Your objective:
Could you copy every record below exactly as it stands?

Material to process:
------------------------------
PR #1811, opened 2023-10-17
Insert Google Tag Manager snippet in template

irisfaraway:
https://eaflood.atlassian.net/browse/IWTF-3732

This PR adds the snippet for Google Tag Manager to the default layout. This snippet should only be inserted when the container ID is present.

### DIFF
--- a/packages/gafl-webapp-service/src/handlers/__tests__/__snapshots__/page-handler.spec.js.snap
+++ b/packages/gafl-webapp-service/src/handlers/__tests__/__snapshots__/page-handler.spec.js.snap
@@ -12,7 +12,7 @@ exports[`The page handler function sets the value of pageData with displayAnalyt
         "analyticsSelected": false,
         "backRef": null,
         "displayAnalytics": false,
-        "gtmContainerId": null,
+        "gtmContainerId": false,
         "mssgs": undefined,
         "pageLanguageSetToWelsh": false,
         "uri": Object {
@@ -42,7 +42,7 @@ exports[`The page handler function sets the value of pageData with displayAnalyt
         "analyticsSelected": false,
         "backRef": null,
         "displayAnalytics": true,
-        "gtmContainerId": null,
+        "gtmContainerId": false,
         "mssgs": undefined,
         "pageLanguageSetToWelsh": false,
         "uri": Object {
--- a/packages/gafl-webapp-service/src/handlers/__tests__/__snapshots__/page-handler.spec.js.snap
+++ b/packages/gafl-webapp-service/src/handlers/__tests__/__snapshots__/page-handler.spec.js.snap
@@ -12,6 +12,7 @@ exports[`The page handler function sets the value of pageData with displayAnalyt
         "analyticsSelected": false,
         "backRef": null,
         "displayAnalytics": false,
+        "gtmContainerId": null,
         "mssgs": undefined,
         "pageLanguageSetToWelsh": false,
         "uri": Object {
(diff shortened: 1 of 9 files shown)


packages/gafl-webapp-service/src/handlers/__tests__/__snapshots__/page-handler.spec.js.snap
```diff
@@ -41,6 +42,7 @@ exports[`The page handler function sets the value of pageData with displayAnalyt
         "analyticsSelected": false,
         "backRef": null,
         "displayAnalytics": true,
+        "gtmContainerId": null,
```
jaucourt, line 45: Please could we set gtmContainerId to a default value in the test so that we don't end up with a null value in the snapshot test?

packages/gafl-webapp-service/src/pages/layout/layout.njk
```diff
@@ -24,6 +24,11 @@
 <meta http-equiv="Cache-Control" content="no-store" />
 <meta http-equiv="Pragma" content="no-cache">
 <meta http-equiv="Expires" content="-1">
+{% if gtmContainerId %}
+    <!-- Google Tag Manager -->
+    <script>(function(w,d,s,l,i){w[l]=w[l]||[];w[l].push({'gtm.start': new Date().getTime(),event:'gtm.js'});var f=d.getElementsByTagName(s)[0],j=d.createElement(s),dl=l!='dataLayer'?'&l='+l:'';j.async=true;j.src='https://www.googletagmanager.com/gtm.js?id='+i+dl;f.parentNode.insertBefore(j,f);})(window,document,'script','dataLayer','{{gtmContainerId}}');</script>
+    <!-- End Google Tag Manager -->
+{% endif %}
```
jaucourt, line 31: Might be over-egging this, but I wonder if it would be worth putting something in the logs if the gtmContainerId isn't present? We could put something in the page console.info, as well as in the GAFL process logs

packages/gafl-webapp-service/src/pages/layout/layout.njk
```diff
@@ -170,7 +175,13 @@
    {% endif %}
 {% endblock %}
 
-{% block bodyStart %}{% endblock %}
+{% block bodyStart %}
+{% if gtmContainerId %}
+    <!-- Google Tag Manager (noscript) -->
+    <noscript><iframe src="https://www.googletagmanager.com/ns.html?id={{gtmContainerId}}" height="0" width="0" style="display:none;visibility:hidden"></iframe></noscript>
```
jaucourt, line 181: Tiny point, but we don't need `visibility:hidden` if there's already `display:none`

jaucourt (changes requested):
A few small comments. Also, I think we need a ticket to remove hapi-gapi from GAFL - would you mind creating this, please?

packages/gafl-webapp-service/src/pages/layout/layout.njk
irisfaraway: This was the code Google provided so I'm wary of messing with it!

packages/gafl-webapp-service/src/handlers/__tests__/__snapshots__/page-handler.spec.js.snap
irisfaraway: Fixed – it defaults to false instead now

packages/gafl-webapp-service/src/pages/layout/layout.njk
irisfaraway: Added logging during server startup

irisfaraway:
Ticket created to remove Hapi Gapi code: https://eaflood.atlassian.net/browse/IWTF-3843

packages/gafl-webapp-service/src/pages/layout/layout.njk
jaucourt: Yeah, whoever wrote it doesn't understand CSS!

jaucourt (approved):

PR #1822, opened 2023-11-15
Banner for end of licence cards

ScottDormand96:
https://eaflood.atlassian.net/browse/IWTF-3748

Banner displaying information that postal licences are changing


packages/gafl-webapp-service/src/pages/contact/digital-licence/licence-fulfilment/__tests__/route.spec.js
```diff
@@ -41,5 +41,17 @@ describe('licence-fulfilment > route', () => {
       const result = await getData(getMockRequest())
       expect(result.youOrOther).toEqual(returnedValue)
     })
+
+    it.each([
+      ['true', true],
+      ['false', false],
+      [undefined, false]
+    ])('SHOW_NOTIFICATION_BANNER is set to value of process.env.SHOW_NOTIFICATION_BANNER', async (notification, expectedResult) => {
```
jaucourt, line 49: The test name will be the same for all three iterations, it should differ so that we know what's being tested. "when SHOW_NOTIFICATION_BANNER env var is %s, flag for showing notification banner should be %s".

packages/gafl-webapp-service/src/pages/contact/digital-licence/licence-fulfilment/route.js
```diff
@@ -16,7 +16,10 @@ export const getData = async request => {
     throw new GetDataRedirect(CONTACT.uri)
   }
 
-  return { youOrOther: youOrOther(permission) }
+  return {
+    SHOW_NOTIFICATION_BANNER: process.env.SHOW_NOTIFICATION_BANNER?.toLowerCase() === 'true',
```
jaucourt, line 20: convention is to use camelCase rather than all caps with underscores - please would you change it?

jaucourt (changes requested):
Just a couple of small things to change, please

jaucourt (approved):

PR #1831, opened 2023-11-24
Pricing summary duplicate id

ScottDormand96:
https://eaflood.atlassian.net/browse/IWTF-3681

On the ‘Which type of licence do you want?’ page, every price element in pricing summary  has the same ID of ‘pricing-summary-element-cost’.


irisfaraway:
@ScottDormand96 I'm not sure this change is necessary – the ticket talked about changing the ID to be unique but this is changing the class. Looks like we previously ditched the ID entirely in https://github.com/DEFRA/rod-licensing/pull/1808 so either we add a new unique ID or we call this ticket already done.

PR #1845, opened 2023-12-21
Recurring Payment not for BOBO

ScottDormand96:
https://eaflood.atlassian.net/browse/IWTF-3898

Recurring payment is not available for BOBO so should only display if buying licence for yourself


jaucourt (approved):
LGTM!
------------------------------
Written solution:
PR #1811, opened 2023-10-17
Insert Google Tag Manager snippet in template

irisfaraway:
https://eaflood.atlassian.net/browse/IWTF-3732

This PR adds the snippet for Google Tag Manager to the default layout. This snippet should only be inserted when the container ID is present.

### DIFF
--- a/packages/gafl-webapp-service/src/handlers/__tests__/__snapshots__/page-handler.spec.js.snap
+++ b/packages/gafl-webapp-service/src/handlers/__tests__/__snapshots__/page-handler.spec.js.snap
@@ -12,7 +12,7 @@ exports[`The page handler function sets the value of pageData with displayAnalyt
         "analyticsSelected": false,
         "backRef": null,
         "displayAnalytics": false,
-        "gtmContainerId": null,
+        "gtmContainerId": false,
         "mssgs": undefined,
         "pageLanguageSetToWelsh": false,
         "uri": Object {
@@ -42,7 +42,7 @@ exports[`The page handler function sets the value of pageData with displayAnalyt
         "analyticsSelected": false,
         "backRef": null,
         "displayAnalytics": true,
-        "gtmContainerId": null,
+        "gtmContainerId": false,
         "mssgs": undefined,
         "pageLanguageSetToWelsh": false,
         "uri": Object {
--- a/packages/gafl-webapp-service/src/handlers/__tests__/__snapshots__/page-handler.spec.js.snap
+++ b/packages/gafl-webapp-service/src/handlers/__tests__/__snapshots__/page-handler.spec.js.snap
@@ -12,6 +12,7 @@ exports[`The page handler function sets the value of pageData with displayAnalyt
         "analyticsSelected": false,
         "backRef": null,
         "displayAnalytics": false,
+        "gtmContainerId": null,
         "mssgs": undefined,
         "pageLanguageSetToWelsh": false,
         "uri": Object {
(diff shortened: 1 of 9 files shown)


packages/gafl-webapp-service/src/handlers/__tests__/__snapshots__/page-handler.spec.js.snap
```diff
@@ -41,6 +42,7 @@ exports[`The page handler function sets the value of pageData with displayAnalyt
         "analyticsSelected": false,
         "backRef": null,
         "displayAnalytics": true,
+        "gtmContainerId": null,
```
jaucourt, line 45: Please could we set gtmContainerId to a default value in the test so that we don't end up with a null value in the snapshot test?

packages/gafl-webapp-service/src/pages/layout/layout.njk
```diff
@@ -24,6 +24,11 @@
 <meta http-equiv="Cache-Control" content="no-store" />
 <meta http-equiv="Pragma" content="no-cache">
 <meta http-equiv="Expires" content="-1">
+{% if gtmContainerId %}
+    <!-- Google Tag Manager -->
+    <script>(function(w,d,s,l,i){w[l]=w[l]||[];w[l].push({'gtm.start': new Date().getTime(),event:'gtm.js'});var f=d.getElementsByTagName(s)[0],j=d.createElement(s),dl=l!='dataLayer'?'&l='+l:'';j.async=true;j.src='https://www.googletagmanager.com/gtm.js?id='+i+dl;f.parentNode.insertBefore(j,f);})(window,document,'script','dataLayer','{{gtmContainerId}}');</script>
+    <!-- End Google Tag Manager -->
+{% endif %}
```
jaucourt, line 31: Might be over-egging this, but I wonder if it would be worth putting something in the logs if the gtmContainerId isn't present? We could put something in the page console.info, as well as in the GAFL process logs

packages/gafl-webapp-service/src/pages/layout/layout.njk
```diff
@@ -170,7 +175,13 @@
    {% endif %}
 {% endblock %}
 
-{% block bodyStart %}{% endblock %}
+{% block bodyStart %}
+{% if gtmContainerId %}
+    <!-- Google Tag Manager (noscript) -->
+    <noscript><iframe src="https://www.googletagmanager.com/ns.html?id={{gtmContainerId}}" height="0" width="0" style="display:none;visibility:hidden"></iframe></noscript>
```
jaucourt, line 181: Tiny point, but we don't need `visibility:hidden` if there's already `display:none`

jaucourt (changes requested):
A few small comments. Also, I think we need a ticket to remove hapi-gapi from GAFL - would you mind creating this, please?

packages/gafl-webapp-service/src/pages/layout/layout.njk
irisfaraway: This was the code Google provided so I'm wary of messing with it!

packages/gafl-webapp-service/src/handlers/__tests__/__snapshots__/page-handler.spec.js.snap
irisfaraway: Fixed – it defaults to false instead now

packages/gafl-webapp-service/src/pages/layout/layout.njk
irisfaraway: Added logging during server startup

irisfaraway:
Ticket created to remove Hapi Gapi code: https://eaflood.atlassian.net/browse/IWTF-3843

packages/gafl-webapp-service/src/pages/layout/layout.njk
jaucourt: Yeah, whoever wrote it doesn't understand CSS!

jaucourt (approved):

PR #1822, opened 2023-11-15
Banner for end of licence cards

ScottDormand96:
https://eaflood.atlassian.net/browse/IWTF-3748

Banner displaying information that postal licences are changing


packages/gafl-webapp-service/src/pages/contact/digital-licence/licence-fulfilment/__tests__/route.spec.js
```diff
@@ -41,5 +41,17 @@ describe('licence-fulfilment > route', () => {
       const result = await getData(getMockRequest())
       expect(result.youOrOther).toEqual(returnedValue)
     })
+
+    it.each([
+      ['true', true],
+      ['false', false],
+      [undefined, false]
+    ])('SHOW_NOTIFICATION_BANNER is set to value of process.env.SHOW_NOTIFICATION_BANNER', async (notification, expectedResult) => {
```
jaucourt, line 49: The test name will be the same for all three iterations, it should differ so that we know what's being tested. "when SHOW_NOTIFICATION_BANNER env var is %s, flag for showing notification banner should be %s".

packages/gafl-webapp-service/src/pages/contact/digital-licence/licence-fulfilment/route.js
```diff
@@ -16,7 +16,10 @@ export const getData = async request => {
     throw new GetDataRedirect(CONTACT.uri)
   }
 
-  return { youOrOther: youOrOther(permission) }
+  return {
+    SHOW_NOTIFICATION_BANNER: process.env.SHOW_NOTIFICATION_BANNER?.toLowerCase() === 'true',
```
jaucourt, line 20: convention is to use camelCase rather than all caps with underscores - please would you change it?

jaucourt (changes requested):
Just a couple of small things to change, please

jaucourt (approved):

PR #1831, opened 2023-11-24
Pricing summary duplicate id

ScottDormand96:
https://eaflood.atlassian.net/browse/IWTF-3681

On the ‘Which type of licence do you want?’ page, every price element in pricing summary  has the same ID of ‘pricing-summary-element-cost’.


irisfaraway:
@ScottDormand96 I'm not sure this change is necessary – the ticket talked about changing the ID to be unique but this is changing the class. Looks like we previously ditched the ID entirely in https://github.com/DEFRA/rod-licensing/pull/1808 so either we add a new unique ID or we call this ticket already done.

PR #1845, opened 2023-12-21
Recurring Payment not for BOBO

ScottDormand96:
https://eaflood.atlassian.net/browse/IWTF-3898

Recurring payment is not available for BOBO so should only display if buying licence for yourself


jaucourt (approved):
LGTM!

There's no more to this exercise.